Just wondering if anyone knows when the richness of grass tails off? Just playing the balancing game of
1) lami pony vs poor doer TB and what size field to have them in at night and
2) when I need to supplement my TB with more hay becuase the grass has little in goodness?
Any advice gratefully received.......


----------



## LankyDoodle (24 September 2008)

The grass will keep growing until temperatures fall consistently below 5 degree centigrade.  The goodness in the grass begins to deteriorate with falling levels of sunlight, so as the nights draw in... because grass, being a plant, needs photosynthesis to live.

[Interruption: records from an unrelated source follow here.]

PR #284, opened 2023-03-02
Add bool specialization for VariableLengthArray; fix AUTOSAR compliance issues; fix GTest integration

### LINKED ISSUE #260: Missing includes in c++ serialization.hpp
missing array and limits includes for C++ serialization. Also can remove climits and possibly other C includes that were carried over from the C

### LINKED ISSUE #281: C++: Missing bool specialization for the variable-length array
This is a critical issue because it makes the register API unusable with C++-generated types. For reference, in C this is supported via bitpacked arrays:

https://github.com/OpenCyphal/nunavut/blob/b3b6939dcf066e9b313bb120f2e47bb0d7bad73d/src/nunavut/lang/c/templates/definitions.j2#L139

pavel-kirienko:
- Add bool specialization for VariableLengthArray; fix #260 
- Fix #281 
- Update Google Test to the latest version v1.13
- Fix incorrect handling of compilation flags in `Findgtest.cmake`
- Fix warnings revealed by the above fix

There is a fair amount of code duplication between the generic and specialized versions of `VariableLengthArray`. It is possible to eliminate some of it by extracting commonalities into a base class.

### DIFF
--- a/src/nunavut/lang/cpp/support/variable_length_array.hpp
+++ b/src/nunavut/lang/cpp/support/variable_length_array.hpp
@@ -871,26 +871,23 @@ public:
     using size_type       = std::size_t;
     using allocator_type  = typename std::allocator_traits<Allocator>::template rebind_alloc<Storage>;
 
-private:
-    // The reference does not need to be copyable because URVO will elide the copy.
-    template <typename A>
-    class ReferenceImpl final
+    class reference final
     {
     public:
-        ReferenceImpl(const ReferenceImpl&) = default;
-        ReferenceImpl(ReferenceImpl&&)      = default;
-        ~ReferenceImpl()                    = default;
+        reference(const reference&) = default;
+        reference(reference&&)      = default;
+        ~reference()                = default;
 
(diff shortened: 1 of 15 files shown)


src/nunavut/lang/cpp/support/variable_length_array.hpp
```diff
@@ -849,16 +845,743 @@ class VariableLengthArray
...
+    };
+
+public:
+    using reference       = ReferenceImpl<VariableLengthArray>;
+    using const_reference = ReferenceImpl<const VariableLengthArray>;
+
+    using iterator       = IteratorImpl<VariableLengthArray>;
+    using const_iterator = IteratorImpl<const VariableLengthArray>;
+
+    VariableLengthArray() noexcept
```
thirtytwobits, line 1043: Should we make the default constructors for VariableLengthArray and this specialization, constexpr?

thirtytwobits (approved):
This is a lot of work. Thanks for contributing to Nunavut!

PR #287, opened 2023-03-03
C++: Avoid name collisions and add missing const begin()/end() methods to VLA

### LINKED ISSUE #286: C++: name collision between DSDL attributes and generated entities
C and Python implementations name all auxiliary entities following the reserved pattern `_.*_`, which mitigates the risk of name collision.

The C++ implementation mixes auxiliary and DSDL entities which is risky. It is not that difficult to run into a situation where a DSDL definition contains an item named, say, `serialize`.

pavel-kirienko:
Fixes #286 

In C++, `serialize` and `deserialize` are now free-standing functions. The alternative would be to name them `_serialize_` and `_deserialize_`, but I imagine this to be bad form.

One unused error tag `SERIALIZATION_INVALID_ARGUMENT` has been removed. The others have been renamed into CamelCase for consistency, as ALL_CAPS is reserved for macros.

I also added `_traits_::TypeOf` for introspection; it is often helpful in user code as the alternative requires the use of `decltype`:

image

We may also introduce a wrapper like `nunavut::traits<T>` if direct usage of `_traits_` is considered hard to read.

### DIFF
--- a/src/nunavut/lang/cpp/templates/_composite_type.j2
+++ b/src/nunavut/lang/cpp/templates/_composite_type.j2
@@ -33,42 +33,53 @@
 {% endif -%}
 {{ composite_type | definition_begin }} final
 {
-    // +---------------------------------------------------------------------------------------------------------------+
-    // | PORT IDENTIFIERS
-    // +---------------------------------------------------------------------------------------------------------------+
+    struct _traits_  // The name is surrounded with underscores to avoid collisions with DSDL attributes.
+    {
+        _traits_() = delete;
 {%- if T.has_fixed_port_id %}
-    static constexpr bool HasFixedPortID = true;
-    static constexpr {{ typename_unsigned_port }} FixedPortId = {{ T.fixed_port_id }}U;
+        static constexpr bool HasFixedPortID = true;
+        static constexpr {{ typename_unsigned_port }} FixedPortId = {{ T.fixed_port_id }}U;
 {%- else %}
-    /// This type does not have a fixed port-ID. See https://forum.opencyphal.org/t/choosing-message-and-service-ids/889
-    static constexpr bool HasFixedPortID = false;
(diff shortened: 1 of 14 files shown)


src/nunavut/lang/cpp/templates/_composite_type.j2
```diff
@@ -28,44 +28,58 @@
...
+            {{ composite_type.extent // 8 }}UL;
+        static constexpr {{ typename_unsigned_length }} SerializationBufferSizeBytes = {# -#}
+            {{ composite_type.inner_type.extent // 8 }}UL;
+        static_assert(ExtentBytes >= SerializationBufferSizeBytes, "Internal constraint violation");
+        static_assert({# -#}
+            ExtentBytes < (std::numeric_limits<{{ typename_unsigned_bit_length }}>::max() / 8U), {# -#}
+            "This message is too large to be handled by the selected types");
+{%- for field in composite_type.fields_except_padding %}
+    {%- if loop.first %}
+        struct TypeOf
```
thirtytwobits, line 73: TypeOf needs docs. Also, this is a really generic name that suggest some greater type system. Perhaps call it `TypeOfService` such that you get `TypeOfService::Response` which is a nice, English sentence "The type of the service response." etc.

pavel-kirienko:
We already have IndexOf so here I am trying to follow the same convention.
Do you think TypeOfAttribute is a better name? "Service" does not seem
related.

src/nunavut/lang/cpp/templates/_composite_type.j2
thirtytwobits: As long as you think this convention will be stable. We need to start closing the design of the C++ objects so we shouldn't toss in ergonomic things that we aren't confident are going to stand up over time.

thirtytwobits (approved):

Issue #288, opened 2023-03-03
The local testing insturctions are obsolete


pavel-kirienko:
Aren't we supposed to be using ghcr instead of dockerhub?

<img width="388" alt="image" src="https://user-images.githubusercontent.com/3298404/222776629-38d80434-c121-43bd-bec5-2defc50c96a1.png">

If it was possible to make these instructions less prone to obsolescence, that would be helpful.

thirtytwobits:
This should be fixed with 2.0.7

Issue #283, opened 2023-03-02
C++: Fixed length boolean arrays should be represented as std::bitset


pavel-kirienko:
cc @thirtytwobits @ASMfreaK 

This is critical because without this optimization, `uavcan.port.List` cannot be used in small embedded systems. See https://nunaweb.opencyphal.org/api/storage/docs/docs/uavcan/index.html#uavcan_node_port_SubjectIDList_0_1

pavel-kirienko:
Looking at the current implementation, I assume this will require an extension of the configuration parameter set unless we want to hard-code std::bitset for booleans.

thirtytwobits:
This should be fixed with 2.0.7

Issue #271, opened 2023-01-24
[C++ Headers] Non-sensical auto-generated if-statement leads to compilation error when compiled with `-Werror`


aentinger:
As the compiler says, a uint8_t can not have an larger value than 255, consequently the if statement is dead code.

**Compiler error**
```bash
reg/udral/service/battery/Status_0_2.hpp:462:26: error: comparison is always false due to limited range of data type [-Werror=type-limits]
  462 |             if ( _size0_ > 255U)
```

**reg/udral/service/battery/Status_0_2.hpp**
```C++
        const std::uint8_t _size0_ = in_buffer.getU8(8U);
        in_buffer.add_offset(8U);
            if ( _size0_ > 255U)
```

aentinger:
I'm only partially convinced. If OpenCyphal targets reliable systems its to be expected that whole codebase (including auto-generated code) does not break when using `-Werror`. This error may be trivial, but others may be not.

pavel-kirienko:
The matter of `-Werror` is orthogonal to the integrity of the codebase. Compilers are known to occasionally produce false diagnostics, which are promoted to build-breaking errors when strict compilation settings are given. This causes the compiler to reject valid code. It is, generally speaking, impossible to produce any non-trivial code that is certain to emit no diagnostics from all existing standard-compliant compilers. It follows that:

1. `-Werror` and similar strict options should only be used with the code you control directly and never be applied to third-party code.
2. Build error with `-Werror` does not indicate that the code is invalid or otherwise unacceptable.

thirtytwobits:
I'm inclined to accept this bug. I don't like normalizing deviance and if we can generate code that avoid well-known compiler warnings we should.

thirtytwobits:
This should be fixed with 2.0.7

PR #289, opened 2023-03-03
Fixes for #288, #283, and #271

thirtytwobits:
- #288 : Updating dev container documentation to point to ghcr.
- #283 : Detecting fixed boolean arrays and modifying c++ to emit std::bitset
- #271 : Changing the type used when comparing array lengths to avoid compiler warnings.


pavel-kirienko (approved):

pavel-kirienko:
The serialization calls need to be updated to use freestanding functions and also the version number needs updating.

thirtytwobits:
> The serialization calls need to be updated to use freestanding functions and also the version number needs updating.

Why did we do this?

pavel-kirienko:
>Why did we do this?

To avoid name clashing.

Issue #190, opened 2021-02-22
[C] Attach type version numbers to service types rather than nested request/response


Cherish-forever:
exp:
#define uavcan_node_ExecuteCommand_Request_1_1_EXTENT_BYTES_                    300UL
#define uavcan_node_ExecuteCommand_Request_1_1_SERIALIZATION_BUFFER_SIZE_BYTES_ 258UL

I think define like this will be better:
#define uavcan_node_ExecuteCommand_1_1_Request_EXTENT_BYTES_                    300UL
#define uavcan_node_ExecuteCommand_1_1_Request_SERIALIZATION_BUFFER_SIZE_BYTES_ 258UL

it will be easy to replace string "ExecuteCommand_1_1" for different version or different protocol.

pavel-kirienko:
Somewhat relevant discussion here: https://github.com/UAVCAN/nunavut/pull/155

Either format should work but I don't think it's worth changing it just for the sake of auto-renaming convenience.

thirtytwobits:
Unfortunately we've already discussed where the version should be and decided it belongs on the request and response types. This isn't something we want to make a major/breaking change for even if we could be convinced to change our previous decision. Sorry.

PR #290, opened 2023-03-04
C++: Fix incorrect handling of blank lines in doc comments; fix a minor mistake introduced in the prior PR

pavel-kirienko:
- Do not lose blank lines in doc comments.
- Move `Request`/`Response` aliases out of the `_traits_`; this was changed by mistake in #287
- Repair the vscode run/debug configuration

---

I find the naming of the service pseudo-type `Service_{{major}}_{{minor}}` non-obvious and I would like to suggest renaming it such that the service pseudo-type is named after the service itself suffixed with the version numbers. This would be in line with the way it is implemented in Python. Instead of this:

```c++
uavcan::_register::Access::Request_1_0
uavcan::_register::Access::Response_1_0
uavcan::_register::Access::Service_1_0
```

We would have this:

```c++
uavcan::_register::Access::Request_1_0
uavcan::_register::Access::Response_1_0
uavcan::_register::Access_1_0
```

Then there already are aliases inside `Access_1_0` which means that the full set of the available names is as follows:

```c++
uavcan::_register::Access::Request_1_0
uavcan::_register::Access::Response_1_0
uavcan::_register::Access_1_0
uavcan::_register::Access_1_0::Request
uavcan::_register::Access_1_0::Response
```

See related discussion in #155 and #190


ASMfreaK:
I'm sorry, if I've pulled the draft status too soon, I just wanted to say, that this is a great simplification! I like this a lot!

pavel-kirienko:
>I like this a lot!

Is this sarcasm or do you really support the proposal? Anyway, I think I am going to implement it now; shall Scott be against it, it can be reverted later.

ASMfreaK (approved):
My initial comment wasn't sarcasm. I liked the feature so much, that I came running to push the approve pr button and changed the draft status instead. I approve.

thirtytwobits (approved):

Issue #178, opened 2021-01-14
Default C language option "limit_empty_lines = 1" appears to be ineffective


pavel-kirienko:
```bash
$ pip install -U nunavut
$ nnvg --version
1.0.0%  
$ nnvg --target-language c --enable-serialization-asserts dsdl_src/my_project
```

Transpiled code contains more than 1 consecutive blank lines: [nunavut_out.tar.gz](https://github.com/UAVCAN/nunavut/files/5814125/nunavut_out.tar.gz)

aentinger:
I can confirm this by my own observation although it didn't happen on ever file. (https://github.com/107-systems/107-Arduino-UAVCAN/pull/65/commits/da38bc70ba48247c4022af8a4a72fadbae1295ee)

Photosynthesis requires sunlight.


----------



## _daisy_ (24 September 2008)

i was talking to my farmer friend the other day about this. mine is just starting to go off. he said that it starts to go yellowish when its starts to loose its goodness, so mine is heading that way now.
i would suspect that youll need to start giving hay to your TB in the next month? does depend i suppose on the amount of grass you have at the moment.


----------



## BigBird146 (24 September 2008)

I would have thought around end of Sept/ beg of Oct depending on where you are. Will lami pony tolerate a muzzle? Could put a muzzle on him by day and off at night on better grass maybe?


----------



## pottamus (24 September 2008)

My grass has just started to turn yellow at the tips and I plan to move my horse gradually onto some winter grazing this weekend. He will be out on it during the day and then back out on his limited grass paddock and hay during the night for October and then out on the winter stuff full time in Nov (weight permitting!).


----------



## Magicmillbrook (24 September 2008)

If you are some where mild it may keep growing throughout the winter (albeit slowly).  My little pony managed not to loose any weight at all last winter despite having no hard feed and realy well soaked hay onl.   She was on a bare looking paddock, but seemed to be grazing something!


----------



## LankyDoodle (24 September 2008)

Agree with magic: if it's mild grass will continue to grow.  However, the goodness in the grass will diminish because what makes grass green and stay alive is the chlorophyl; and for that, it needs photosynthesis. For photosynthesis, sunlight (among other things) is needed; and as this is of short supply in winter, the grass is by far less rich than other times of year.  It may still grow, but you can put your pony on it knowing that it's rubbish!  

This is why it's safer to put horse out at night from early summer to autumn.


----------